JPS6255546A - Optical transmission line for detecting flood and optical cable - Google Patents

Abstract

PURPOSE:To enable the detection of a flood through an optical fiber, by arranging a part of a protective cover of an optical fiber made of a fibrous material shrinkable in contact with water. CONSTITUTION:A optical transmission line for detecting a flood is made up of an optical fiber 1, a plastic cover 2 and a shrinking cover layer 3 made of a shrinking yarn. When the optical transmission line for detecting a flood thus arranged is subjected to a flood, the shrinking yarn shrinks along the axis of the optical fiber and causes the optical fiber to bend finely, increasing the transmission loss. In other words, this will increase the transmission loss only in a flood section and a back scattering method (method of measuring a loss change along the length of the optical transmission line and distance to loss changing points using a reflected pulse returned by a Rayleigh scattering in the course of the transmission line after an optical pulse is transmitted from one end thereof. This measurement is made by a optical pulse tester) can be used to measure the distance to the location of flood.

Description

DETAILED DESCRIPTION OF THE INVENTION (Industrial Application Field) The present invention relates to a water intrusion detection line that can easily and economically find a location of inundation, and an optical fiber cable containing the same.
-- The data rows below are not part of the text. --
PR #280, opened 2014-02-25
issue278

preddy5:
@mitechie could you review the code and comment on it.

Thank you
Pradyumna


mitechie:
Thanks for this update. This seems like a generally good idea but ideally we'd have this tested.

It brings out a larger issue that the edit Javascript isn't wrapped in a Y.View that we can more easily test. It's just raw JS in the template which isn't ideal.

I'd like to hold onto this until we can get the JS in this template moved into the bookie/static/views.js as a new Javascript view and then add tests for it to verify it's working and doesn't break in the future.

If you're up to trying that out I'd be happy to help or I'll try to get to the code cleanup later this week and then see if we can adjust this pull request to fit the new code layout.

preddy5:
@mitechie thanks for the comment, I will edit and pull the patch in some time.

sambuddhabasu:
with the current changes, if we type http://www.google.com, we get http://http://www.google.com
this needs to be fixed. also i am working right now on moving the function and then writing tests for it

carpedm20:
So, I suggested that "http://httsp://" this kind of problems can be avoided by using "onblur" event rather than "onkeyup" event in  #285.

sambuddhabasu:
@carpedm20 you are right. the 'onblur' event will make more sense than the 'onkeyup' event

preddy5:
@mitechie could you comment on the code, I will pull the tests in next commit

bookie/static/js/bookie/view.js
```diff
@@ -917,7 +917,55 @@ YUI.add('bookie-view', function (Y) {
...
+    ns.BmarkEditView = Y.Base.create('bmark-edit-view', Y.View, [], {
+        
+        /**
+         * Binds event to html view.
+         *
+         * @method _bind
+         *
+         */
+        _bind: function () {
+            Y.one('#url')._node.onblur = this._check_and_edit_url;
```
mitechie: this is great. The event should be able to be in a YUI View events {} object and then we can skip the _bind method for this bit of work. See http://yuilibrary.com/yui/docs/view/#handling-dom-events

bookie/templates/bmark/edit.mako
```diff
@@ -103,7 +103,7 @@
                'with_submit': false
             });
             tagcontrol.render();
-
+            bmark_edit_view = new Y.bookie.BmarkEditView();
```
mitechie, line 106: you have to call render on the View even thought it's not doing much for the view to bind events. 

So a simple addition of bmark_edit_view.render() should work.

preddy5, line 106: I dont think eventlistener is not binded because of not calling render(Eg: render function of accountview is not called in accounts/index.mako), the event is not getting binded even if i am using "events" from the  above link

mitechie, line 106: RIght, but what I mean is that you should be able to add an events object

```
events: {
    '#url': {
        'click': '_check_and_edit_url'
    }
},
```

Then when you create the view, call .render() on it and it will bind that event and you can drop the _bind() function.

mitechie:
Thanks! This looks really good and I look forward to seeing the commit that adds the test to the validation function.

bookie/static/js/tests/test_view.js
```diff
@@ -292,6 +292,28 @@ YUI.add('bookie-test-view', function (Y) {
...
+        },
+
+        tearDown: function () {
+
+        },
+
+        test_Url_edit: function () {
+            var page = new Y.bookie.BmarkEditView();
+            page.render();
+            Y.one('#url')._node.value = 'google.com';
```
mitechie: You should be able to just skip the _node and do Y.one('#url').set('value', 'google.com');

bookie/static/js/tests/test_view.js
```diff
@@ -292,6 +292,28 @@ YUI.add('bookie-test-view', function (Y) {
...
+            Y.one('#url').simulate('blur');
+            editedurl = Y.one('#url')._node.value;
```
mitechie: same here to get at the value then.

bookie/static/js/bookie/view.js
```diff
@@ -917,7 +917,45 @@ YUI.add('bookie-view', function (Y) {
...
 
+        /**
+         * General initializer
+         *
+         * @method initializer
+         * @param none
+         *
+         */
+        initializer: function () {
+            Y.one('#url')._node.onblur = this._check_and_edit_url;
```
mitechie: this should Y.one('#url').on('blue, this._check_and_edit_url); _node is private and should not be accessed.

mitechie:
Thanks! The change is looking really good and adding tests is awesome. There's a small tweak to not access _node and I'll pull it down to test out and land.

mitechie:
Thanks for this update. I've landed this change into the main develop branch.

Issue #283, opened 2014-02-25
Loop on last page of documentation


aniruddhkanojia:
There is a loop on the last page of documentation. The 'previous' link redirects to this page again.

"http://docs.bmark.us/en/latest/events.html"

PR #284, opened 2014-02-25
Patch for issue #283

aniruddhkanojia:


mitechie:
Hmm, won't this remove the events page from the table of contents entirely?

aniruddhkanojia:
No it won't be removed completely as events is listed once again in the doctree of development.rst

mitechie:
When I test this the Events items is not in the table of contents and there's no way to get to the events page. 

I end up just having

```
 * Installing Bookie                                                        
 * User Docs                                                                
 * Browser Extensions                                                       
 * Hosting your Bookie installation                                         
 * Development 
```

aniruddhkanojia:
Thanks for the response .It was my bad , I didn't see the table of contents but  I think you can still reach events using the next link (after a couple of clicks ) , also you should be able to reach events page using the links in the text.

To have both table of contents and no loop , removing events from toctree of development.rst  and retaining it in index.tst will do the trick.

Issue #278, opened 2014-02-24
URL requires user to type "http://"


sanchitgangwar:
While adding a new bookmark using the web interface, the URL field requires the user to type "http://" manually.

I think that the assumption here is that most users would copy and paste the URL, however if they choose to enter it manually it'd definitely be a pain to type "http://" or "https://" manually.

mitechie:
Thanks for the issue. Good call. Marking this as a good bite size issue.

PR #285, opened 2014-02-25
Another patch for issue #278

carpedm20:
I think onblur event might be a better solution to check url. Because if I accidentally put a 's' at wrong position, "http://httsp://" like things will be made. Please review.


mitechie:
This is a very good point! I think this is best done as a code review comment on the original pull request. I'm going to close this one and look forward to moving forward in the first pull request.

Issue #279, opened 2014-02-24
Problem in installation of bookie


aka001:
In the command:
make sysdeps
If you have an old virtual machine or the folder is in a folder which has a space in between it like "Ubuntu One" then it fails to download all packages.

aka001:
The old virtual machine problem can be resolved by installing a new one.
And the directory can be renamed to a non-space directory. After this follow the whole process again(starting from cloning the repository).
A fix for the spaced directory is needed however.

mitechie:
Thanks for the report. You're right that a space in the path will cause issues. The Makefile needs to be updated to quote paths to avoid this.

aka001:
Okay. :)

PR #286, opened 2014-02-25
Patch for issue #279

aka001:
I have quoted the directory path so that no further problem will be shown while running the command for directories containing spaces.
It relates to issue #279 9

### DIFF
--- a/Makefile
+++ b/Makefile
@@ -135,7 +135,7 @@ deps: venv
 	fi
 	@echo "Making sure the latest version of pip is available"
 	# $(PIP) install -U pip
-	$(PIP) install --no-index --no-dependencies --find-links file:///$(CACHE)/python -r requirements.txt
+	$(PIP) install --no-index --no-dependencies --find-links file:///"$(CACHE)"/python -r requirements.txt
 
 # TESTS
 #
--- a/Makefile
+++ b/Makefile
@@ -135,7 +135,7 @@ deps: venv
 	fi
 	@echo "Making sure the latest version of pip is available"
 	# $(PIP) install -U pip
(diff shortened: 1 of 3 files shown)


Makefile
```diff
@@ -135,7 +135,7 @@ deps: venv
 	fi
 	@echo "Making sure the latest version of pip is available"
 	# $(PIP) install -U pip
-	$(PIP) install --no-index --no-dependencies --find-links file:///$(CACHE)/python -r requirements.txt
+	$(PIP) install --no-index --no-dependencies --find-links file:///"$(CACHE)"/python -r requirements.txt
```
mitechie: I think the quotes here need to go around the /python as well to best work.

So it'd be "file:///$(CACHE)/python"

mitechie:
Thanks so much for the pull request. I think there's one small tweak to get the fix as readable as possible.

aka001:
Thank you for the review. Shall I make a new pull request?

mitechie:
Thanks so much for the update. I'll QA it later today and we'll get this landed.

mitechie:
Mention #279 to make sure it's tied to the issue.

aka001:
Yaa I have mentioned in the title.

mitechie:
This required some more tweaks to work properly. The updated diff is at https://github.com/bookieio/Bookie/commit/7554f8265428dec57e945eb50ef1407694bf51fe but a fresh install in a directory with a space should work correctly now. 

Please look into the notes and other changes in there.

mitechie:
Merged at 7554f8265428dec5

aka001:
Okay got you. Thanks for merging it. :)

(Prior Art) Optical fiber cables in which optical transmission lines are assembled have been developed and put into practical use as signal transmission lines for optical communications. When an external mechanical force is applied to this optical fiber cable, causing a damaged portion or a defect in a cable connection portion, etc., water infiltrates into the cable through the damaged portion or defective portion. If a cable has been penetrated for a long time, the mechanical strength of the optical transmission line will decrease and it may break (Reference: Namikawa et al., "Reliability of Optical Fiber Wires," 1981 National Conference of the Institute of Electronics and Communication Engineers, 1863.1980 It is known that the transmission loss increases and the transmission quality deteriorates (Reference: Mitsunaga et al. [Estimation of Hydrogen Generation Amount in Flooded Optical Cables] 1984, Institute of Electronics and Communication Engineers Communications Division National Conference, 507.1984). It is being For this reason, in optical fiber cables, it is essential to prevent water from entering the cable and, in the event of water flooding, to discover the location of the water at an early stage.

TECHNICAL FIELD The present invention relates to a water intrusion detection line for early detection of water inundation locations and an optical fiber cable containing the same.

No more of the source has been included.